WHAT NEEDS TO BE DONE: Type out the data below in its entirety, exactly as given.

MATERIAL PROVIDED:
>>>>

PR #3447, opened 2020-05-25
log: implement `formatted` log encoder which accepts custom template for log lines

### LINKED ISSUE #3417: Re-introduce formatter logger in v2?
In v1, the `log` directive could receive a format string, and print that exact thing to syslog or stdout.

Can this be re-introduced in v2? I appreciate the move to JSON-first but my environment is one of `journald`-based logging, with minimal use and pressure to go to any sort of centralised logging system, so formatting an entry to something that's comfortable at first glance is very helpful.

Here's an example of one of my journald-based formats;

<<<<

FINISHED EXERCISE:
PR #3447, opened 2020-05-25
log: implement `formatted` log encoder which accepts custom template for log lines

### LINKED ISSUE #3417: Re-introduce formatter logger in v2?
In v1, the `log` directive could receive a format string, and print that exact thing to syslog or stdout.

Can this be re-introduced in v2? I appreciate the move to JSON-first but my environment is one of `journald`-based logging, with minimal use and pressure to go to any sort of centralised logging system, so formatting an entry to something that's comfortable at first glance is very helpful.

Here's an example of one of my journald-based formats;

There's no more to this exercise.